PR #2975, opened 2025-07-17
Add Prompt-Based Loop Block Support to V1 Workflows

pedrodebruin:
Description
This PR introduces support for prompt-based loop blocks in the V1 workflow system, similar to the functionality available in TaskV2. The main changes include:

Backend:
- Added a loop_prompt field to the workflow YAML and block models.
- Updated the workflow service to handle prompt-based loops while preserving backward compatibility.

Frontend:
- Enhanced the LoopNode component to include a prompt input field with clear user instructions.
- Updated the UI to allow users to define loop logic using natural language prompts.

Motivation:
- This enhancement allows users to define loop logic in V1 workflows using prompts, making workflow creation more flexible and user-friendly, and bringing V1 workflows closer to the capabilities of TaskV2.

Notes:
- All changes should be backward compatible.

### DIFF
--- a/skyvern-frontend/src/routes/workflows/editor/nodes/LoopNode/LoopNode.tsx
+++ b/skyvern-frontend/src/routes/workflows/editor/nodes/LoopNode/LoopNode.tsx
@@ -36,7 +36,7 @@ function LoopNode({ id, data }: NodeProps<LoopNode>) {
   const thisBlockIsPlaying =
     urlBlockLabel !== undefined && urlBlockLabel === label;
   const [inputs, setInputs] = useState({
-    loopVariableReference: data.loopVariableReference,
+    loopValueOrPrompt: data.loopValueOrPrompt,
   });
 
   const isFirstWorkflowBlock = useIsFirstBlockInWorkflow({ id });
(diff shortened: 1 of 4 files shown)


skyvern/forge/sdk/workflow/service.py
```diff
@@ -1810,7 +1810,37 @@ async def block_yaml_to_block(
...
+                
+                # Create context parameter for the loop
+                loop_values_key = f"loop_values_{block_yaml.label}"
+                loop_over_parameter = ContextParameter(
+                    key=loop_values_key,
+                    source=extraction_output_parameter,
+                )
+                
+                # Add the context parameter to the workflow context
+                app.WORKFLOW_CONTEXT_MANAGER.add_context_parameter(
```
wintonzheng: no need to context parameter to the context manager so we can remove this

wintonzheng: this function (block_yaml_to_block) is called when we're creating a workflow.

WORKFLOW_CONTEXT_MANAGER should be used when running a workflow (workflow_run_id will be available at that point)

scripts/create_organization.py
```diff
@@ -1,3 +1,6 @@
+from dotenv import load_dotenv
+load_dotenv()
```
suchintan, line 2: huh I wonder if this was causing issues

skyvern-frontend/src/routes/workflows/editor/nodes/LoopNode/LoopNode.tsx
```diff
@@ -128,6 +137,19 @@ function LoopNode({ id, data }: NodeProps<LoopNode>) {
                 }}
               />
             </div>
+            <div style={{ marginBottom: 12 }}>
```
suchintan: What do you think about scrapping this textbox?

What if users just wrote their prompts in the original textbox and we decided what to do in the backend?

eg. If a user passed in a variable that resolved successfully, we use the existing behaviour
eg if a user passed in a prompt, use the new flow

pedrodebruin:
Closing this PR in favor of a new one that is up-to-date with the skyvern `main` and actually succeeds at the task

PR #3027, opened 2025-07-24
Natural language support for Loop Block

pedrodebruin:
# Add Natural Language Support for ForLoopBlock

This PR adds the ability to use natural language prompts in `ForLoopBlock`s, making workflows more intuitive to write while maintaining backward compatibility with existing parameter-based loops.

### 1. Natural Language Processing in ForLoopBlock
- Added `process_natural_language_prompt()` method that:
  - Takes a natural language description of what to loop over and do
  - Uses LLM to break it down into an extraction block (to get items to iterate over) and subsequent blocks (actions to perform on each item)
  - Automatically structures the extraction schema to ensure it returns an array in `results`
  - Returns both the reference to extracted data and the generated blocks

### 2. Enhanced Parameter Resolution
- Modified `try_parse_jinja_template()` to handle multiple access patterns:
  1. Direct list access (e.g., `get_top_articles_output`)
  2. Nested results access (e.g., `extraction_output.extracted_information.results`)
  3. Fallback to exact path
- Added smarter parameter path detection to preserve backward compatibility

### 3. Improved URL Navigation
- Rewrote `UrlBlock` to inherit directly from `Block` instead of `BaseTaskBlock`
- Implemented direct URL navigation using `browser_state.navigate_to_url()` rather than trying to find clickable elements
- This improves reliability when navigating to URLs extracted from previous steps

### 4. Enhanced Logging
- Added detailed execution plan logging showing:
  - Original natural language prompt
  - Inferred block types and their order
  - Extraction schema
  - Total number of blocks
- Improved debug logging throughout the parameter resolution process

## Example Usage

Before:
```yaml
- label: analyze_results
  block_type: for_loop
  loop_blocks:
    - label: goto_article
      block_type: goto_url
      url: "{{ current_value.url }}"
    - label: extract_text
      block_type: extraction
      data_extraction_goal: "Summarize the content"
  loop_variable_reference: extract_products_output.extracted_information.results
```

After (using natural language):
```yaml
- label: analyze_results
  block_type: for_loop
  loop_blocks: []  # Blocks will be generated from the prompt
  loop_variable_reference: "Extract URLs of top 3 articles and for each one: visit the URL and summarize its content"
```

## Backward Compatibility
- Existing workflows using explicit `loop_variable_reference` paths continue to work unchanged
- The system detects if a reference looks like a parameter path (contains dots or `_output`) and skips natural language processing
- Only attempts natural language processing if Jinja template parsing fails AND the reference doesn't look like a parameter path

## Testing
- Added test workflows:
  - `ycombinator_article_summarizer_test_2.json`: Tests natural language loop with URL extraction and navigation
  - `test_old_workflow.yaml`: Verifies backward compatibility with parameter-based loops

### Block Generation Process
1. LLM receives the natural language prompt and current page context
2. Generates:
   - Extraction goal and schema for getting items to iterate over
   - List of subsequent blocks with their parameters
3. System validates and creates:
   - Initial extraction block (executed immediately)
   - Loop blocks (executed for each extracted item)

### Schema Validation
- Ensures extraction blocks always return an array in `results`
- Automatically wraps raw schemas in the correct structure:
```json
{
  "type": "object",
  "properties": {
    "results": {
      "type": "array",
      "items": { ... }
    }
  },
  "required": ["results"]
}
```

### Block Type Mapping
Maintains a clear mapping of block types to their required fields:
```python
block_type_map = {
    "goto_url": (UrlBlock, {"url"}),
    "navigation": (NavigationBlock, {"navigation_goal"}),
    "extraction": (ExtractionBlock, {"data_extraction_goal"}),
    "file_download": (FileDownloadBlock, {"url"}),
    "task_v2": (TaskV2Block, {"prompt"}),
    "action": (ActionBlock, set()),
    "login": (LoginBlock, set()),
    "wait": (WaitBlock, {"wait_sec"}),
}
```

## Future Improvements
1. Add support for more complex loop patterns
2. Enhance schema inference based on the natural language description
3. Add ability to specify custom block parameters in natural language
4. Improve error messages when natural language processing fails

### DIFF
--- a/skyvern/forge/sdk/workflow/models/block.py
+++ b/skyvern/forge/sdk/workflow/models/block.py
@@ -950,8 +950,20 @@ class ForLoopBlock(Block):
         parameter_value = None
         if self.loop_variable_reference:
             LOG.debug("Processing loop variable reference", loop_variable_reference=self.loop_variable_reference)
+            
+            # Check if this looks like a parameter path (contains dots and/or _output)
+            is_likely_parameter_path = (
+                "." in self.loop_variable_reference or 
+                "_output" in self.loop_variable_reference
+            )
+            
+            # Try parsing as Jinja template
             parameter_value = self.try_parse_jinja_template(workflow_run_context)
-            if parameter_value is None:
+            
+            # Only try natural language processing if:
+            # 1. Jinja parsing failed AND
+            # 2. This doesn't look like a parameter path
+            if parameter_value is None and not is_likely_parameter_path:
                 try:
                     # If Jinja parsing failed, treat as natural language and process
                     new_ref, new_blocks = await self.process_natural_language_prompt(
@@ -993,6 +1005,10 @@ class ForLoopBlock(Block):
                 except Exception as e:
                     LOG.error("Error during natural language processing", error=str(e), exc_info=True)
                     raise
+            elif parameter_value is None and is_likely_parameter_path:
+                # If this looks like a parameter path but parsing failed, raise a more specific error
+                LOG.error("Failed to parse parameter path", loop_variable_reference=self.loop_variable_reference)
+                raise ValueError(f"Failed to parse parameter path: {self.loop_variable_reference}")
 
         if parameter_value is None:
             raise ValueError("No parameter value found")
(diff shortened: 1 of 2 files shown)


skyvern/forge/sdk/workflow/models/block.py
```diff
@@ -891,85 +893,354 @@ def get_all_parameters(
...
+        browser_state = app.BROWSER_MANAGER.get_for_workflow_run(workflow_run_id)
+        if browser_state:
+            page = await browser_state.get_working_page()
+            if page:
+                current_url = await SkyvernFrame.get_url(frame=page)
+
+        LOG.debug("Processing natural language prompt", prompt=self.loop_variable_reference, current_url=current_url)
+
+        # Generate prompt for LLM to break down the instruction
+        prompt = prompt_engine.load_prompt(
```
suchintan: This is definitely the right solution (approach) to the problem, but perhaps introduces a decent amount of new logic to our ecosystem

1. A new custom prompt (which has to be maintained / benchmarked) within the for loop ecosystem
2. A new access point for the browser (Which may or may not need to be refactored soon)

Anotehr approach to solving this problem is to have the for loop block do 2 operations:
1. Extract block (w/ a pre-defined output schema!)
2. Loop over the output of the extract block

Thsi is how our customers (unintuitively) do it today, and bundling them in this way has a few advantages:
(1) It re-uses extraction block, so any improvements to that block will automatically help here
(2) The browser code remains very separate from the workflows code (as it is today)

What do you think?

skyvern/forge/sdk/workflow/models/block.py
```diff
@@ -891,85 +893,354 @@ def get_all_parameters(
...
+                created_at=now,
+                modified_at=now,
+                parameter_type=ParameterType.OUTPUT,
+                description=f"Output parameter for extraction block {self.label}_extraction"
+            )
+        )
+        blocks.append(extraction_block)
+
+        # Map of block types to their classes and required fields
+        block_type_map = {
```
suchintan: This should not be defined in-line

skyvern/forge/sdk/workflow/models/block.py
pedrodebruin: The concerns are valid and I agree. Let's discuss the alternative

> Anotehr approach to solving this problem is to have the for loop block do 2 operations:
> 
> Extract block (w/ a pre-defined output schema!)
> Loop over the output of the extract block
> Thsi is how our customers (unintuitively) do it today, and bundling them in this way has a few advantages:
> (1) It re-uses extraction block, so any improvements to that block will automatically help here
> (2) The browser code remains very separate from the workflows code (as it is today)
> 
> What do you think?

A few comments:
- My current implementation forces the first block to be an Extraction block. The prompt in `for-loop-breakdown.j2` also states we should start with an extraction block. But I agree, letting the AI construct the schema allows for more failure
- This means we need to change the Loop Block FE UI to allow for a schema to be passed?

skyvern/forge/sdk/workflow/models/block.py
pedrodebruin: removed code

wintonzheng:
Would it still work if the `loop_over_parameter_key` is defined in the loop block? example and screenshot:

add an input parameter `list_input`:
```
      {
        "key": "list_input",
        "description": null,
        "parameter_type": "workflow",
        "workflow_parameter_type": "json",
        "default_value": [
          "1",
          "2"
        ]
      }
```

and here's the loop block definition:
```
      {
        "label": "block_1",
        "continue_on_failure": false,
        "block_type": "for_loop",
        "loop_over_parameter_key": "list_input",
        "loop_blocks": [],
        "loop_variable_reference": "{{list_input}}",
        "complete_if_empty": false
      }
```

Screenshot 2025-07-25 at 8 01 59 AM

pedrodebruin:
@wintonzheng I think so. I just tested it with the input parameter below and it seems to work. It successfully goes each page. It extracted the author of the first page but it's having a hard time extracting the author for the other page. I think it's an unrelated issue related to parsing the webpage.

list_input parameter I used:
```
[
  {
    "title": "It's DE9, Not DB9",
    "url": "https://news.sparkfun.com/14298"
  },
  {
    "title": "Who has the fastest F1 website (2021)",
    "url": "https://jakearchibald.com/2021/f1-perf-part-3/"
  }
]
```

image

PR #3105, opened 2025-08-05
fix onepassword router

LawyZheng:


skyvern/forge/sdk/routes/credentials.py
```diff
@@ -375,7 +375,7 @@ async def get_credentials(
 
 
 @base_router.get(
-    "/credentials/onepassword",
+    "/credentials/onepassword/get",
```
LawyZheng, line 378: i really don't understand why the router is working for`/credentials/onepassword` post but not working for `/credentials/onepassword` get when we set the router path as original

however, when i change the router to `/credentials/onepassword/get`, it works.

wintonzheng: It's because we have a router `/credentials/{credential_id}` which conflicts with `/credentials/onepassword`

LawyZheng: YOU'RE RIGHT!

PR #3387, opened 2025-09-07
Also use in bitwarden parameters

stenn930:


wintonzheng (approved):

stenn930:
> would be great to apply _resolve_parameter_value to other parameter rendering functions that start with `register_`

Agree. But I don't have the ability to verify/test those changes, so uncomfortable modifying that

PR #152, opened 2021-11-30
feat(badges): Added outline "variant" - FRONT-3429

tibi2303:


src/components/bcl-badge/badge.html.twig
```diff
@@ -8,13 +8,15 @@
   - dismissible (boolean) (default: false)
   - assistive_text (string) (default: '')
   - rounded_pill (boolean) (default: false)
+  - outline (boolean) (default: false)
   - icons_path (string) (default: '')
 #}
 
 {% set _rounded_pill = rounded_pill|default(false) %}
```
planctus, line 15: question:
couldn't we introduce the variant parameter..? We now have default, pill and outline, i feel this would be the way to handle this. But this would introduce a breaking change, at least because if the rounded_pill parameter is "used" in the drupal paragraph. We can anticipate this to the developers and see if they can handle this in the next release.

src/themes/default/src/scss/_badge.scss
```diff
@@ -83,3 +83,11 @@ a {
     font-size: 0.75em; // Default size in Bootstrap
   }
 }
+
+@each $color, $value in $theme-colors {
```
planctus, line 87: mmh..this is not enough, if you check the styles the "circle" has the same background color of the border, the x can be white or kind of black...

planctus (changes requested):
I think you forgot some data file, like the content banner ones maybe, please double check this..

papegaill (changes requested):
Thanks 👍  here is a few small remarks for the users profile pages.

**Listing:**
Screenshot 2021-12-02 at 10 27 13
missing little space above the pagination

**Edit:**
Screenshot 2021-12-02 at 10 27 39
should  be light gray

Screenshot 2021-12-02 at 10 27 48
missing space bellow the button

**View:**
Screenshot 2021-12-02 at 10 27 59
should  be light gray

Screenshot 2021-12-02 at 10 28 15
missing space bellow the content

planctus (changes requested):
I still see the normal badges used  in many stories, think i've asked to double check previously, i believe it should be easy, considering that everyhwere i see badges in figma they are pills and with the outline...

planctus (commented):
can we add some margin of the default card story..?
Actually we could also remove the button there, it looks bad there together with badges..

tibi2303:
Done @planctus

planctus (approved):

PR #153, opened 2021-11-30
feat(icons): Update bootstrap icons - FRONT-3437

tibi2303:


planctus:
i don't get it...what did you do..? :)
If you want to update bootstrap-icons, that is an npm package set as a dependency of bcl-bootstrap, but in any case we don't perform "single" updates, i mean that being like any other package it is part of the "normal" updates. The sprite is copied in each theme through the builder and i realised today that we were versioning these files that we copy, so i added the icons in the gitignore file in another pr. I think we can close this pr

tibi2303:
@planctus I did a copy paste from the bootstrap sprite icons into bootstrap/bootstrap-icon.svg, The builder added it into the themes. Sure we can have the sprites from the themes in ignore but how should we proceed with the update of the sprite? That is how i created the sprite in the beginning, just a simple copy from bootstrap icons.

planctus:
The update of the bootstrap icons sprite is done by updating the dependency in bcl-bootstrap as i told you in the previous comment.
You might be confused, please check the `bcl-bootstrap` package and you will notice that the sprite file is copied into the root of the package via the `copy-icons` script.
I thought the previous comment would have clarified this, i think you can close this pull request basically, the update of the icons, as i told you already, is done together with other updates, being nothing else that an npm dependency.

PR #154, opened 2021-11-30
feat(flags): Adding flag example in icon, distributing sprite with the themes - FRONT-3430

planctus:


tibi2303:
Very nice, still I think we can add some tests for it too.

planctus:
what test..? :dagger: it's just "names", "strings" which is user data, the component is already tested..so

tibi2303 (approved):

PR #157, opened 2021-12-02
feat(header): Adding "neutral" variant - FRONT-3431

planctus:


tibi2303:
image
I don't think this solution work out for all cases, on ucpkn for example.

src/data/header/data-ucpkn.js
```diff
@@ -1,6 +1,7 @@
 const drupalAttribute = require("drupal-attribute");
 
 module.exports = {
+  variant: "",
```
tibi2303, line 4: Here should be an empty variant?

tibi2303 (approved):

PR #161, opened 2021-12-06
fix(inpage-navigation): Changing selector used for styling - OEL-839

tibi2303:


src/compositions/bcl-inpage-navigation/data--simple.js
```diff
@@ -1,7 +1,11 @@
 const drupalAttribute = require("drupal-attribute");
 
 module.exports = {
-  attributes: new drupalAttribute().addClass(["d-none", "d-lg-block"]),
+  attributes: new drupalAttribute().addClass([
+    "d-none",
+    "d-lg-block",
+    "bcl-navigation",
```
planctus, line 7: bcl-inpage-navigaiton, but this has to happen in the template, not by an attribute added via the user data, this is the component class.

src/themes/default/src/scss/_inpage-navigation.scss
```diff
@@ -1,4 +1,4 @@
-#bcl-inpage-navigation {
+.bcl-navigation {
```
planctus, line 1: the selector was correct, just it has to be turned into a class and not an id

planctus (approved):

PR #162, opened 2021-12-06
feat(layout): Adaptive layout approach - OEL-828

planctus:


tibi2303:
image
I think it's my fault here, should be d-md-none on button.

tibi2303 (approved):

PR #181, opened 2021-12-16
feat(dropdown-header): Fix for long dropdown items inside header - OEL-891

tibi2303:


src/themes/default/src/scss/_header.scss
```diff
@@ -144,6 +144,22 @@ $header-link-active-background: #003776 !default;
       justify-content: right;
     }
   }
+
+  .bcl-header__navbar .navbar-collapse {
+    max-width: 100%;
+  }
```
planctus, line 150: can we indent something here..? I mean, it's sass :)

tibi2303: done.

PR #182, opened 2021-12-16
feat(ucpkn-header): Fix for overlapping site name - OEL-889

tibi2303:


planctus:
mmhh..yeah, we fix the problem of the overlap, but it looks to me that the position of the button, meaning its alignment is not correct, it should be centered, i believe. The thing is that the positioning of that button was already "problematic", but i don't know if you can refactor that not to be "absolute".

PR #183, opened 2021-12-20
fix(featured-media): Fix media caption size with different image size - OEL-910

papegaill:


tibi2303:
I am not sure about this approach. If width of the figcaption can now be set by the width of text. ex:
image
image


Is this correct?

tibi2303 (approved):

PR #185, opened 2021-12-20
feat(search): Updates on search page - OEL-914

tibi2303:


src/components/bcl-button/button.html.twig
```diff
@@ -15,6 +15,8 @@
   - icon (icon object) (default: {}): predefined structure for Icon component
   - icon_position (string) (default: after)
     - options ["after", "before"]
+  - icon_spacing_responsive (string) (default: '')
```
planctus, line 18: can we use short strings for these parameters name..? It doesn't have to be fully descriptive of what that is about..

planctus (changes requested):
fix this and then i will be able to take a look at it: https://preview-185--oelibrary.netlify.app/default/?path=/story/pages-search--default

planctus (approved):

PR #187, opened 2021-12-21
feat(accessibility): Select & Multiselect report - OEL-918

tibi2303:
The Incomplete rule is because of the arrow bg image on the right of the select. I think it should not be taken into consideration.

Multiselect
The only violation remained is:
Scrollable region must have keyboard access

But i think it's not necessary. that violation is regarding the select that we hide it using opacity 0 and the rule apply to it even if it's hidden (should have been done with display:none; to pass but this approach was done because of the focus state of multiselect #78 ) and it also checks the list of the multiselect that can not be controlled using the tab (which this is checked in the rule) but it can be controlled using the arrows so i think it is good enough.

### DIFF
--- a/src/components/bcl-select/select.html.twig
+++ b/src/components/bcl-select/select.html.twig
@@ -2,6 +2,7 @@
 
 {#
   Parameters:
+  - "id" (string) (default: '')
   - "label" (string) (default: '')
   - "hidden_label" (boolean) (default: false)
   - "helper_text" (string) (default: '')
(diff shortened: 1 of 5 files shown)


src/components/bcl-select/select.html.twig
```diff
@@ -55,6 +57,10 @@
   {% set attributes = attributes.setAttribute('aria-label', _aria_label) %}
 {% endif %}
 
+{% if _id is not empty %}
```
planctus, line 60: do we need this..?
why not simply passing it as an attribute in our stories..?

PR #201, opened 2023-08-20
Support Postgres Upgrades

majst01:


majst01:
This is obsolete now, the backup-restore-sidecar manages this without any modifications in the manifest

PR #232, opened 2023-11-08
Ensure AgentX is enabled on leaves

robertvolkmann:
Newer versions of Edgecore SONiC enable AgentX protocol support by default. It is hardcoded in the supervisor configuration in the bgp container and once enabled, it cannot be unconfigured anymore. As result, we activate it on every SONiC distribution.


robertvolkmann:
Should be handled by #358.

PR #245, opened 2023-12-12
Refactor Services Dependency from 'sonic' to 'metal-core' for Broadcom Compatibility

robertvolkmann:
This pull request revises the service dependencies of `metal-core`, detaching it from the `sonic` role and integrating necessary services directly into `metal-core`. This update addresses the hard dependency issue that previously existed, and it extends the compatibility of `metal-core` to not just Edgecore but now also the Broadcom distribution of SONiC.


partition/roles/sonic/handlers/main.yaml
```diff
@@ -1,8 +1,4 @@
 ---
-- name: reload systemd
```
majst01, line 2: this name is nowhere else used ?

robertvolkmann: Is unused in the role `sonic` after moving affected parts to `metal-core`. In the role `metal-core`, I renamed the handler to `Reload systemd daemon`.

majst01 (approved):

PR #254, opened 2024-01-17
Introduce metal-core sync schedule.

Gerrit91:


Gerrit91:
Decided that it does not bring the expected benefit, so we can close this.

:: Exercise details ::
From the listing above, how many lines contain the word "attributes"? Give only the number.

:: Solution to this exercise ::
3